A comedy falling-over at mile 68 made me consider withdrawing from the race. I wasn’t in a good place and it took me an hour to negotiate the last two miles to Jackass and the half-way point of loop four. I ran it through my head: no-one would fault me for stopping, nothing to prove, safety, the bloody heat did it for me… blah. I felt myself reaching to unpin my race number from my shorts, but stopped as the idea of having a nap hit me full-on. Of course, a tactical 10-minute kip and I’d be as right as rain. I spied a free camp bed in the medical tent among a number of crashed-out runners and told the good folk there that I wasn’t retiring. I didn’t bother to set an alarm on my phone and, 65 minutes later, woke up.
Race rules stated that you needed to have completed this loop by 6am (24 hours in) to be allowed to continue.
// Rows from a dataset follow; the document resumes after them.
PR #1749, opened 2022-08-23
Remove str instance in model of BaseException.attrs

DanielNoord:
Supersedes #1722 as I didn't have commit rights on the branch.

Original post:

Do not require first exception argument to be a string. The word "usually" does not imply an obligation.
https://docs.python.org/3/library/exceptions.html#BaseException.args

## Steps

- [x] For new features or bug fixes, add a ChangeLog entry describing what your PR does.
- [x] Write a good description on what the PR does.

## Type of Changes

|     | Type                   |
| --- | ---------------------- |
| ✓   | :bug: Bug fix          |

## Related Issue

Refs: PyCQA/pylint#7233

PR #3241, opened 2026-08-19
Infer the `args` of an exception instance as a tuple of unknown contents

### LINKED ISSUE #11312: False positive `unbalanced-tuple-unpacking` when unpacking an exception's `args`
### Bug description

astroid models `BaseException.args` on an exception instance as a *known empty* tuple (`ExceptionInstanceModel.attr_args` returns `nodes.Tuple()` with no elements). Pylint's `unbalanced-tuple-unpacking` therefore reports "right side has 0 values" whenever code unpacks `exc.args`, even though the length of `args` is simply unknown.

The stdlib does this in `importlib/metadata/__init__.py`:

```python
class PackageNotFoundError(ModuleNotFoundError):
    @property
    def name(self) -> str:
        (name,) = self.args
        return name
```

Minimal example:

```python
def f():
    try:
        pass
    except ValueError as exc:
        (message,) = exc.args
        first, second = exc.args
        return message, first, second
    return None
```

### Configuration

_No response_

### Command used

```shell
pylint --disable=all --enable=unbalanced-tuple-unpacking a.py
```

### Pylint output

```shell
************* Module a
a.py:5:8: W0632: Possible unbalanced tuple unpacking with sequence : left side has 1 label, right side has 0 values (unbalanced-tuple-unpacking)
a.py:6:8: W0632: Possible unbalanced tuple unpacking with sequence : left side has 2 labels, right side has 0 values (unbalanced-tuple-unpacking)
```

### Expected behavior

No message. The contents of `args` are not known from the instance alone, so the check cannot say the unpacking is unbalanced.

### Pylint version

```shell
pylint 4.1.0-dev0
astroid 4.4.0-dev0
Python 3.13.11
```

### OS / Environment

macOS

### Additional dependencies

_No response_

ekanshul:
## Type of Changes

| | Type |
|---|---|
| ✓ | :bug: Bug fix |
| | :sparkles: New feature |
| | :hammer: Refactoring |
| | :scroll: Docs |

## Description

`ExceptionInstanceModel.attr_args` returns a `nodes.Tuple` with no elements. Consumers read that as a *known empty* tuple: pylint reports `unbalanced-tuple-unpacking` with "right side has 0 values" for

```python
class PackageNotFoundError(ModuleNotFoundError):
    @property
    def name(self):
        (name,) = self.args   # stdlib, importlib/metadata/__init__.py
        return name
```

and for `first, second = exc.args` inside an `except` block.

The arguments an exception was created with are not known from the instance alone, so `args` is now inferred as an instance of `builtins.tuple` (unknown contents, still iterable and subscriptable). This keeps the intent of #1749 (no assumption that the first argument is a `str`) while no longer claiming a length of zero. The three existing tests that asserted `nodes.Tuple` are updated and a regression test is added; pylint's functional suite passes against this branch (apart from `unbalanced_tuple_unpacking`, which fails identically on current astroid main in my environment because of the `ctypes` brain).

Closes pylint-dev/pylint#11312

### DIFF
--- a/astroid/interpreter/objectmodel.py
+++ b/astroid/interpreter/objectmodel.py
@@ -817,8 +817,12 @@ class InstanceModel(ObjectModel):
 
 class ExceptionInstanceModel(InstanceModel):
     @property
-    def attr_args(self) -> nodes.Tuple:
-        return nodes.Tuple(parent=self._instance)
+    def attr_args(self) -> bases.Instance:
+        # The arguments an exception was created with are not known from the
+        # instance alone, so ``args`` is a tuple of unknown contents rather
+        # than a known empty tuple.
+        builtins_ast_module = AstroidManager().builtins_module
+        return builtins_ast_module["tuple"].instantiate_class()
 
     @property
     def attr___traceback__(self):
--- a/doc/whatsnew/fragments/11312.bugfix
+++ b/doc/whatsnew/fragments/11312.bugfix
@@ -1,0 +1,5 @@
+The ``args`` attribute of an exception instance is now inferred as a ``tuple``
+instance of unknown contents instead of a known empty tuple, so unpacking
+``exc.args`` no longer looks unbalanced.
+
+Closes pylint-dev/pylint#11312
--- a/tests/test_inference.py
+++ b/tests/test_inference.py
@@ -6193,7 +6193,8 @@ def test_subclass_of_exception(code) -> None:
     inferred = next(extract_node(code).infer())
     assert isinstance(inferred, Instance)
     args = next(inferred.igetattr("args"))
-    assert isinstance(args, nodes.Tuple)
+    assert isinstance(args, Instance)
+    assert args.qname() == "builtins.tuple"
 
 
 def test_ifexp_inference() -> None:
--- a/tests/test_object_model.py
+++ b/tests/test_object_model.py
@@ -698,7 +698,8 @@ class ExceptionModelTest(unittest.TestCase):
         """)
         assert isinstance(ast_nodes, list)
         args = next(ast_nodes[0].infer())
-        assert isinstance(args, nodes.Tuple)
+        assert isinstance(args, astroid.Instance)
+        assert args.qname() == "builtins.tuple"
         tb = next(ast_nodes[1].infer())
         # Python 3.11: If 'contextlib' is loaded, '__traceback__'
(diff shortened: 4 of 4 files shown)


DanielNoord (commented):
Can't we set something on the `Tuple` node to indicate this as well?

ekanshul:
I tried that, and a marker on the `Tuple` node does not fix the false positive, because the consumers dispatch on the node type before they would ever look at the marker.

pylint reaches the message through `VariablesChecker._nodes_to_unpack`:

```python
if isinstance(node, (nodes.Tuple, nodes.List, nodes.Set, *DICT_TYPES)):
    return node.itered()
```

A `Tuple` with no `elts` returns `[]`, so the length is 0 and `_check_unpacking` reports "right side has 0 values". I patched `attr_args` to return `nodes.Tuple(parent=self._instance)` with an added `unknown_contents = True` attribute and ran it against pylint main:

```
# marker on nodes.Tuple
/tmp/t.py:4:8: W0632: Possible unbalanced tuple unpacking with sequence :
    left side has 1 label, right side has 0 values (unbalanced-tuple-unpacking)

# this PR (builtins.tuple instance)
(no messages)
```

The difference is which way each option fails. Returning an `Instance` is fail-safe: `_nodes_to_unpack` returns `None` for it, `_check_unpacking` falls through to its "is this iterable at all" branch, and a `tuple` instance is iterable, so nothing is reported. Any consumer that special-cases `nodes.Tuple` gets its existing unknown-value path for free. A marker is fail-open: every consumer has to be taught to check it, and until each one is, it still sees a `Tuple` of length 0. That includes released pylint versions running against a newer astroid.

There is also precedent for this shape a few lines down in the same class, where `__traceback__` returns `traceback_type.instantiate_class()` rather than a node.

That said, if you want the marker as well as the type change, so that consumers can distinguish "tuple of unknown contents" from any other `tuple` instance, I am happy to add it. I would want it on the instance rather than on a `Tuple` node, since a `Tuple` node with unknown contents is not really a `Tuple` node. Let me know which you prefer.

DanielNoord (commented):
@Pierre-Sassoulas @jacobtylerwalls What do you think of this change? I guess the explanation sort of makes sense?

Pierre-Sassoulas:
I suppose it was closed by mistake ? I skimmed and it looks like the fix we want.

PR #177, opened 2022-02-01
EWPP-1910: Update to PHP7.4/8.0

hernani:
### Description

[Insert description here]

### Change log

- Added:
- Changed:
- Deprecated:
- Removed:
- Fixed:
- Security:

### Commands

```sh
[Insert commands here]

```

### DIFF
--- a/composer.json
+++ b/composer.json
@@ -8,9 +8,14 @@
     "require": {
         "php": ">=7.4",
         "ext-json": "*",
-        "drupal/core": "^9.2"
+        "drupal/core": "^9.2",
+        "drupal/ctools": "^3.7",
+        "drupal/file_link": "2.0.4",
+        "drupal/pathauto": "^1.8",
+        "drupal/token": "^1.10"
     },
     "require-dev": {
+        "behat/behat": "^3.10",
         "composer/installers": "~1.5",
         "drupal/core-composer-scaffold": "^9.2",
         "drupal/core-dev": "^9.2",
@@ -20,6 +25,7 @@
         "drupal/geofield": "^1.0",
         "drupal/json_field": "~1.0-rc4",
         "drush/drush": "~10.3",
+        "egulias/email-validator": "^2.1.22 || ^3.0",
         "nikic/php-parser": "^4.12.0",
         "drupaltest/behat-traits": "dev-GH-10",
         "openeuropa/behat-transformation-context": "~0.1",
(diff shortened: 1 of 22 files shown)


composer.json
```diff
@@ -6,30 +6,37 @@
...
-        "drupaltest/behat-traits": "dev-GH-6",
+        "egulias/email-validator": "^2.1.22 || ^3.0",
+        "nikic/php-parser": "^4.12.0",
+        "drupaltest/behat-traits": "dev-GH-10",
         "openeuropa/behat-transformation-context": "~0.1",
-        "openeuropa/code-review": "~1.6",
-        "openeuropa/drupal-core-require-dev": "^8.9 || ^9",
+        "openeuropa/code-review": "^2.0",
         "openeuropa/oe_media": "^1.14",
         "openeuropa/oe_multilingual": "^1.8",
```
sergepavle, line 34: We have to use ^1.10 which is compatible with PHP8.

composer.json
```diff
@@ -6,30 +6,37 @@
...
     "require": {
-        "php": ">=7.3",
+        "php": ">=7.4",
         "ext-json": "*",
-        "drupal/core": "^8.9 || ^9"
+        "drupal/core": "^9.2",
+        "drupal/ctools": "^3.7",
+        "drupal/file_link": "2.0.4",
+        "drupal/pathauto": "^1.8",
+        "drupal/token": "^1.10"
```
sergepavle, line 15: I've found that all these dependencies coming from oe_multilingual which is from `require-dev`. Why we cannot put them within require-dev as well?

composer.json
```diff
@@ -6,30 +6,37 @@
     "minimum-stability": "dev",
     "prefer-stable": true,
     "require": {
-        "php": ">=7.3",
+        "php": ">=7.4",
         "ext-json": "*",
-        "drupal/core": "^8.9 || ^9"
+        "drupal/core": "^9.2",
+        "drupal/ctools": "^3.7",
+        "drupal/file_link": "2.0.4",
```
sergepavle, line 13: Why do we need to lock the file_link version? I've tried locally and with `^2.0.4` it works fine as well.

composer.json
```diff
@@ -6,30 +6,37 @@
...
+        "drupal/pathauto": "^1.8",
```
sergepavle, line 14: After setting oe_multilingual minimal version to 1.10 didn't see the need to set pathauto minimum version.

composer.json
```diff
@@ -6,30 +6,37 @@
...
         "drupal/config_devel": "~1.2",
         "drupal/drupal-extension": "^4.0",
         "drupal/geocoder": "^3.0",
         "drupal/geofield": "^1.0",
         "drupal/json_field": "~1.0-rc4",
         "drush/drush": "~10.3",
-        "nikic/php-parser": "^3.1.5",
-        "drupaltest/behat-traits": "dev-GH-6",
+        "egulias/email-validator": "^2.1.22 || ^3.0",
+        "nikic/php-parser": "^4.12.0",
```
sergepavle, line 29: Do we still need this dependency?

sergepavle (changes requested):

composer.json
22Alexandra: We do need as long as we support PHP7.4.

sergepavle (dismissed):

nagyad (dismissed):

22Alexandra (approved):

sergepavle (approved):

PR #182, opened 2022-02-19
OEL-1996: Fix PHP 8.1 deprecation but keep PHP 7.4 compatibility

claudiu-cristea:
### Description

With PHP 8.1, we get this message:

> Return type of Drupal\oe_webtools_analytics\Event\AnalyticsEvent::jsonSerialize() should either be compatible with JsonSerializable::jsonSerialize(): mixed, or the #[\ReturnTypeWillChange] attribute should be used to temporarily suppress the notice

### Change log

- Added: `#[\ReturnTypeWillChange]` to `AnalyticsEvent::jsonSerialize()`. Note, that we cannot change the return typing as we still support PHP 7.4 but the mixed pseudo type was added only on PHP 8.0.
- Changed: None.
- Deprecated: None.
- Removed: None.
- Fixed: None.
- Security: None.

### Commands

n/a

### DIFF
--- a/composer.json
+++ b/composer.json
@@ -13,7 +13,6 @@
     "require-dev": {
         "behat/behat": "^3.10",
         "composer/installers": "~1.5",
-        "drupal/coder": "^8.3.15",
         "drupal/config_devel": "~1.2",
         "drupal/core-composer-scaffold": "^9.3",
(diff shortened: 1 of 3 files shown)


claudiu-cristea:
This was fixed already in `master`. Closing.

Issue #203, opened 2022-11-22
Webtools Sliding Captcha integration


cor-emble:
Hi all,

I've created a small custom module for a EC project we maintain which implements the Webtools Sliding captcha on Drupal forms. 

It is build on the Captcha API module https://www.drupal.org/project/captcha so you could add the captcha on all forms supported by the Captcha module like Webforms. 

Would love to share it but should this be part of the webtools module or should we create a new repository?

brummbar:
Hello @cor-emble , that sounds incredibly nice! Can you open a pull request with the code? If it's well isolated it can be a submodule.

PR #218, opened 2023-07-07
EWPP-3386: Implement the webtools sliding captcha.

nagyad:
Will resolve https://github.com/openeuropa/oe_webtools/issues/203.


modules/oe_webtools_captcha/config/install/oe_webtools_captcha.settings.yml
```diff
@@ -0,0 +1 @@
+validationEndpoint: 'https://europa.eu/webtools/rest/captcha/verify'
```
sergepavle, line 1: As I understand from the initial plans in the ticket it should be configured through settings, not config?

modules/oe_webtools_captcha/oe_webtools_captcha.module
```diff
@@ -0,0 +1,94 @@
...
+  }
+  return $captcha;
+}
+
+/**
+ * Validate the captcha answer against the validation API.
+ */
+function oe_webtools_captcha_captcha_validation($solution, $response, $element, $form_state): bool {
+  $validation_endpoint = \Drupal::config('oe_webtools_captcha.settings')->get('validationEndpoint');
+  $url = Url::fromUri($validation_endpoint);
```
sergepavle, line 53: Better probably to wrap with `try` to avoid fatal errors with incorrect URL.

modules/oe_webtools_captcha/tests/modules/oe_webtools_captcha_mock/README.md
```diff
@@ -0,0 +1,16 @@
...
+
+```bash
+./vendor/bin/drush en oe_webtools_captcha_mock
+```
+Please note that it will set the mock route as the validation endpoint during
+installation!
+
+### Usage
+
+Drupal state variable `captcha_mock_response` is used to determine the
```
sergepavle, line 15:
```suggestion
Drupal state variable `captcha_mock_response` is used to determine
```

sergepavle (changes requested):

modules/oe_webtools_captcha/config/install/oe_webtools_captcha.settings.yml
nagyad: I discussed it with Hernani, it's be fine.

modules/oe_webtools_captcha/oe_webtools_captcha.module
```diff
@@ -0,0 +1,94 @@
...
+ */
+function oe_webtools_captcha_captcha($op, $captcha_type = '') {
+  $captcha = [];
+  switch ($op) {
+    case 'list':
+      return ['Webtools captcha'];
+
+    case 'generate':
+      if ($captcha_type === 'Webtools captcha') {
+        $captcha['solution'] = TRUE;
```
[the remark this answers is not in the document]
nagyad: `Note that if this TRUE, the 'captcha_validate' key must be set to a callback that ignores the solution.` 
I'm not sure this means exactly what you mean.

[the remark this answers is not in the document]
sergepavle: yes. you're right. 'solution' value shouldn't be empty.

sergepavle (approved):

modules/oe_webtools_captcha/tests/modules/oe_webtools_captcha_mock/src/Controller/MockController.php
```diff
@@ -0,0 +1,66 @@
...
+    );
+  }
+
+  /**
+   * Mock validation.
+   *
+   * @return \Symfony\Component\HttpFoundation\JsonResponse
+   *   A JSON response.
+   */
+  public function validate(): JsonResponse {
```
22Alexandra, line 49: If we are mocking the validation we don't test the Webtools response but a hardcoded one from this controller.
Checking the [Webtools captcha wiki](https://webgate.ec.europa.eu/fpfis/wikis/pages/viewpage.action?spaceKey=webtools&title=Sliding+Captcha) there are 2 parameters `wt_captcha_answer` and `wt_captcha_sid` that should be used in order to validate the response. Can we do something similar to `MockWcloudMiddleware` and assert all the cases instead of hardcoded responses?

22Alexandra (changes requested):

modules/oe_webtools_captcha/tests/modules/oe_webtools_captcha_mock/src/Controller/MockController.php
22Alexandra: Checked with @hernani, testing the response is handled should be enough. No need for testing the actual Webtools response.

hernani (dismissed):

hernani (approved):

sergepavle (approved):

22Alexandra (approved):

I was more than good for this and as I shuffled my way along the final loop you could tell those returning runners who were going to make it and those who were resigned to an 81-mile DNF. In both cases I could hear pacers gently cajoling their charges to greater effort and found myself joining in too. So close… yet, so far.
Sun up on the second morning was spectacular. Beautiful. Life affirming. And I wept. I don’t know why…maybe just the sheer relief that the finish was reasonably nigh, maybe because I could chalk one up for the C-Tribe.
But 15 miles to go was still 15 miles to go. I spied a man in a tutu up ahead — which yes, would normally have been somewhat surreal, but not at the Javelina. The man, Fabrizio, was to prove great company as we managed to get our running legs back in gear. I couldn’t match him up the hills and he zoomed away, but arriving at the last aid station for final ice, avocado and that soothing cold water, I had five downhill miles to go, easily runnable. I jogged 200 yards and promptly stopped. It wasn’t going to happen, this running malarkey, nope. But I could walk. The trail was easy, the sun unforgiving (spot the recurring theme) and the chap out with his son who told me I had about 1.5 miles to go was unerringly accurate. I had thought 600 yards, tops.
The final lap around Jeadquarters was filled with high-fives, cowbells clanging, and a rather splendid sense of bonhomie. I loved it. A fabulous end to a fabulous race.
And ‘Jackie O’ won the fancy dress competition. Givenchy-style two-piece dress, pearls, pillbox hat, that hairdo/wig and lipstick… all still present after one hundred miles. Outstanding.